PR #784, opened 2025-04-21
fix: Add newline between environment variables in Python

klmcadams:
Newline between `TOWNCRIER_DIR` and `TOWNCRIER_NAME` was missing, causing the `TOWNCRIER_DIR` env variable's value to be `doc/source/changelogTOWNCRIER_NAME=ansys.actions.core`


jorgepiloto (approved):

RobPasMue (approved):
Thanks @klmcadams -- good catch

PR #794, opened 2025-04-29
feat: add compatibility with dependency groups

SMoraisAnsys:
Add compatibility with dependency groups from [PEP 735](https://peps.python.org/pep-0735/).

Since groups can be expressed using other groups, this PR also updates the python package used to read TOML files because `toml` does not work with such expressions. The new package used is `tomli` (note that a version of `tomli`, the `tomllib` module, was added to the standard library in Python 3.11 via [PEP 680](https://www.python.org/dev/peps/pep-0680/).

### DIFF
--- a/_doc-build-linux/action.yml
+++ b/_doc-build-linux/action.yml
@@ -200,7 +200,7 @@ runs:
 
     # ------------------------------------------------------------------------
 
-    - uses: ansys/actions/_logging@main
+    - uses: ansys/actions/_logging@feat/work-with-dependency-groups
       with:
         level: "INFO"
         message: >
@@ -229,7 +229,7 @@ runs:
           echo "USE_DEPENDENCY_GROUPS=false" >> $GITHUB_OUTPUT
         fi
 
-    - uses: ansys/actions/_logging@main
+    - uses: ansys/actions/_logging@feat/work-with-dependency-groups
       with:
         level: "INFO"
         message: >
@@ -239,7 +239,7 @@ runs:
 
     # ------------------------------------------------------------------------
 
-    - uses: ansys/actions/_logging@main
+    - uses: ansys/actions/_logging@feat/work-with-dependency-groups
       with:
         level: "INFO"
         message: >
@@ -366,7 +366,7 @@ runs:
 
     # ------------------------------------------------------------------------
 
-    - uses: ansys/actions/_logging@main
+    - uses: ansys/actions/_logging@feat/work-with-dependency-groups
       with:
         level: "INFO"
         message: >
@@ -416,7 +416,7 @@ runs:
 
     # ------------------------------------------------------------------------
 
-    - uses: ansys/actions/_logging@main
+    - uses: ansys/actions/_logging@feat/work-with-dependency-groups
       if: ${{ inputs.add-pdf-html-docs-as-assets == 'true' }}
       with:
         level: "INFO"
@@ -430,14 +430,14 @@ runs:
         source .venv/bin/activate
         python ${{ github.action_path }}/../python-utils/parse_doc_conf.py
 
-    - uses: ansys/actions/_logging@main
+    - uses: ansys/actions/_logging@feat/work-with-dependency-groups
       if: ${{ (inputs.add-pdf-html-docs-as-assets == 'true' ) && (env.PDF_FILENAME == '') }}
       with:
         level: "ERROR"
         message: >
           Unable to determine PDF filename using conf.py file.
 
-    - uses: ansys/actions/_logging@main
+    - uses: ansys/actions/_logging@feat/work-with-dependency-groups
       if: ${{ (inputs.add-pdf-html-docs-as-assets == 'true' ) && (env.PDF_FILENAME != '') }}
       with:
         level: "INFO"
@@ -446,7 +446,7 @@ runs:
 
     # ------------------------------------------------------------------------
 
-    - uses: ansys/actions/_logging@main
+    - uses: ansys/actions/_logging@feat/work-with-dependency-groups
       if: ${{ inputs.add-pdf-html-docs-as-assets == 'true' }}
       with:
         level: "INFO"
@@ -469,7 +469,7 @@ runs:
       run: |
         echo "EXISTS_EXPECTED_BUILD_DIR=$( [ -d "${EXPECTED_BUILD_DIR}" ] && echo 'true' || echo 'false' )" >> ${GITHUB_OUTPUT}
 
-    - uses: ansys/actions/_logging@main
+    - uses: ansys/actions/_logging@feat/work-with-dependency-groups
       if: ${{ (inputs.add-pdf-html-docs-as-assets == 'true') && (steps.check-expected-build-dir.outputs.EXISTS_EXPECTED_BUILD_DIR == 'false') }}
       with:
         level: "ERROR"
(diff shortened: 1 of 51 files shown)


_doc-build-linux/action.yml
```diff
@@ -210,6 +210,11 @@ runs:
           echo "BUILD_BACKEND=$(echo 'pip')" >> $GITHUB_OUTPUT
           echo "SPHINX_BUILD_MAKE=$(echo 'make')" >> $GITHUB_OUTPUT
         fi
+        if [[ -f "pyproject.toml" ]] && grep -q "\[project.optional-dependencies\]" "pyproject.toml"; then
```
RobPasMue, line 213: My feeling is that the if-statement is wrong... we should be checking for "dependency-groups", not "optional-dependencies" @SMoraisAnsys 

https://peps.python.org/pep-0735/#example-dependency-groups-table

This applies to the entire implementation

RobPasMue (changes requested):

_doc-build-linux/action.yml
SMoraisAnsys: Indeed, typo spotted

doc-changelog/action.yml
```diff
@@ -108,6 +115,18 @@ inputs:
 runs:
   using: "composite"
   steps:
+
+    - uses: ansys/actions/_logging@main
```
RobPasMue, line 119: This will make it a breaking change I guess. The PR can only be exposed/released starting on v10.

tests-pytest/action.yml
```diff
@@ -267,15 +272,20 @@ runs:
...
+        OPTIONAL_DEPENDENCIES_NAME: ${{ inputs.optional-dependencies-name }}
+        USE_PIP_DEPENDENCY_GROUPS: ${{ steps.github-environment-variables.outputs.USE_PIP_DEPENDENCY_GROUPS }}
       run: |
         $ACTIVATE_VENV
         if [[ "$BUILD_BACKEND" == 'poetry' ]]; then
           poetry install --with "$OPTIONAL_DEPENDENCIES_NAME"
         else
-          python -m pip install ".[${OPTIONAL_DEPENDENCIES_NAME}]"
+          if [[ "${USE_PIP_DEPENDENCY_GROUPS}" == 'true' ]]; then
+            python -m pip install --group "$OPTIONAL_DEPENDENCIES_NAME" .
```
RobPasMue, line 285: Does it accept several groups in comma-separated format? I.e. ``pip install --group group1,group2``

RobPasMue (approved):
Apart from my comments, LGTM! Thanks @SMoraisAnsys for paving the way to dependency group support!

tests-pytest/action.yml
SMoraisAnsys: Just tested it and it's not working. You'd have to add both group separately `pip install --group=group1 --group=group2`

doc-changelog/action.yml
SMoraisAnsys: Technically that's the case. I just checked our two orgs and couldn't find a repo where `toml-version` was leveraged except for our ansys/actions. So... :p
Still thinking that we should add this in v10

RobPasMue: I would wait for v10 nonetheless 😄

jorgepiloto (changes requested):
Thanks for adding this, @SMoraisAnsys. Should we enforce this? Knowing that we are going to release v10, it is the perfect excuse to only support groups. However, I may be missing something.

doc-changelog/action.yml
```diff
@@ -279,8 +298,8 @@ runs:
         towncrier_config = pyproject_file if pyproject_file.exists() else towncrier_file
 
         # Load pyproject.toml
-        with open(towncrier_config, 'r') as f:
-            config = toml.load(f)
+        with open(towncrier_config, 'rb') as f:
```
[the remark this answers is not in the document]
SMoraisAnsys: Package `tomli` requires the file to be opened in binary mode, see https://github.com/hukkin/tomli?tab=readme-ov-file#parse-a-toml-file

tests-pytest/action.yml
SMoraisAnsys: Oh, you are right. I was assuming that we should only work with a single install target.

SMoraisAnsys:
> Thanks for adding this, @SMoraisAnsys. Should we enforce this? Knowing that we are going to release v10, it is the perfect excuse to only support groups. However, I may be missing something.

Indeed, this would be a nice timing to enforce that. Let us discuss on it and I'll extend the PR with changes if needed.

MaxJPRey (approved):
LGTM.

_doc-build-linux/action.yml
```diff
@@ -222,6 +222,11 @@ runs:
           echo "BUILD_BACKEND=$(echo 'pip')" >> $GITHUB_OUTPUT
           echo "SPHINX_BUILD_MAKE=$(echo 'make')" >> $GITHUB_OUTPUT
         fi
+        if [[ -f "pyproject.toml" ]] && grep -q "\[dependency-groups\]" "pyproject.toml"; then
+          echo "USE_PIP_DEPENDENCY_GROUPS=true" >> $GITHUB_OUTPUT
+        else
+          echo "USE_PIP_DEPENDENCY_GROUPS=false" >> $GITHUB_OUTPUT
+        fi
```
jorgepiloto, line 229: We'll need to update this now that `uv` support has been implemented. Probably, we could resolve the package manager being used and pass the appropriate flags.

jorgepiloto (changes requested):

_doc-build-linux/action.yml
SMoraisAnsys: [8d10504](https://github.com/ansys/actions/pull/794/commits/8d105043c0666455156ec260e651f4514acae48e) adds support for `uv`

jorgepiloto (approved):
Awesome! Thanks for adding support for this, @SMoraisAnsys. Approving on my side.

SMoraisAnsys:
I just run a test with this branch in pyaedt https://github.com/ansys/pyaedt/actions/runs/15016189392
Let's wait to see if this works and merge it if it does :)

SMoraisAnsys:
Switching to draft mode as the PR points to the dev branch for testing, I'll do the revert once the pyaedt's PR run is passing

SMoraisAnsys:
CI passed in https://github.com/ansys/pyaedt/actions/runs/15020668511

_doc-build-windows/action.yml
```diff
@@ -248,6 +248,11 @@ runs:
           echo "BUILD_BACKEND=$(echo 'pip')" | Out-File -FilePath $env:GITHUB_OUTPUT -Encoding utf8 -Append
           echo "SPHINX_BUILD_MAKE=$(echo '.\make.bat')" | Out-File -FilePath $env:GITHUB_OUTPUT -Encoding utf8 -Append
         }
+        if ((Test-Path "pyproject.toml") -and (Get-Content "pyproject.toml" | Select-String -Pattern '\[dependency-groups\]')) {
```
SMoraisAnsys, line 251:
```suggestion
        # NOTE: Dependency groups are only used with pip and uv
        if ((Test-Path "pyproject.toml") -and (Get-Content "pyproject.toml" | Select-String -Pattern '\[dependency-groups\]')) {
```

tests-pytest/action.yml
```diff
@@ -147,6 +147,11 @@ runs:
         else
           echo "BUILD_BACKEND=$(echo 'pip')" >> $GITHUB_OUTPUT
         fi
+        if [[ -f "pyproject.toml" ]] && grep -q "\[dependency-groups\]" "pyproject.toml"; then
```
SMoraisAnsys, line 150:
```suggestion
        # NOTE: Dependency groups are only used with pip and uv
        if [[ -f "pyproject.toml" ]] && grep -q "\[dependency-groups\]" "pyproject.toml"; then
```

Brief: Look through the material above and pick out each line holding the word "variables".

Exercise answer:
fix: Add newline between environment variables in Python
+        USE_PIP_DEPENDENCY_GROUPS: ${{ steps.github-environment-variables.outputs.USE_PIP_DEPENDENCY_GROUPS }}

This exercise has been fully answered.